Starting at the top of the entries, restate word for word each line up to and including the one with "With AWS Snowflake, at".

■ Saved data entries ■
########

Issue #334, opened 2022-08-31
Update our Snowflake Connector Config


dyaffe:
**Problem**
With AWS Snowflake, at least in `US-WEST-2`, we are currently seeing an issue where we are unable to connect to snowflake with a URL in the format we try with which is:

https://CLIENTID.REGIONID.CLOUDPROVIDER.snowflakecloudcomputing.com

Their connection URL that works is:

https://CLIENTID.snowflake.computing.com

**Proposal**
It occurs to me that the best thing we could do from a users perspective might be to ask for it in the UI in the following format:

https://   USER INPUT HERE  .snowflakecomputing.com 

Then users could update whatever they see in their actual snowflake instance and we could possibly parse it (if required from there).

I could be totally wrong about the plan but this seems reasonable.

willdonnelly:
Purely on aesthetic grounds I would recommend going a step further and just asking for the full domain.

Conveniently the Snowflake client library we use accepts an optional `Host` config property which supersedes their "assemble a domain name from Region and Account and stuff" logic, so I believe that the whole mess of options could be ripped out entirely and replaced with just `Host`.

psFried:
The snowflake client also seems to have special handling for the `us-west-2` region, which makes me wonder whether the configuration specified `US-WEST-2` or `us-west-2`. @dyaffe are you able to confirm which one was in there?

dyaffe:
It looks like we tried it with capitals.  The draft ID was `07:37:2a:db:80:fb:a8:00`

williamhbaker:
I think it will probably work if it is tried with lower-case letters: `us-west-2`. That will cause the DNS logic in the snowflake client [here](https://github.com/snowflakedb/gosnowflake/blob/5da2ab2463b2c7e544722bc58defdb23397287d6/dsn.go#L99-L111) to make the "host" be `account` + `.snowflakecomputing.com`, which I think lines up with what you said works in the original issue (`https://clientid.snowflake.computing.com/` - assuming there's an extra `.` in there and it should actually be `https://clientid.snowflakecomputing.com/`)

Seems like `us-west-2` is special somehow in snowflake's system and the URL for us-west-2 shouldn't contain the region. I can only speculate as to why that would be.

I'll try this out myself and see if I can repro the issue.

williamhbaker:
[...]

PR #335, opened 2022-09-01
materialize-snowflake: add host to config & remove region

williamhbaker:
**Description:**

This fixes the issues seen in #334 when materializing into snowflake on AWS providers. The host for AWS providers is not consistently any combination of account/region/provider for AWS (see [list](https://docs.snowflake.com/en/user-guide/admin-account-identifier.html#non-vps-account-locator-formats-by-cloud-platform-and-region)), so we can't reliably build a URL just from those values.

########

■ RESPONSE BOX ■
Issue #334, opened 2022-08-31
Update our Snowflake Connector Config


dyaffe:
**Problem**
With AWS Snowflake, at least in `US-WEST-2`, we are currently seeing an issue where we are unable to connect to snowflake with a URL in the format we try with which is:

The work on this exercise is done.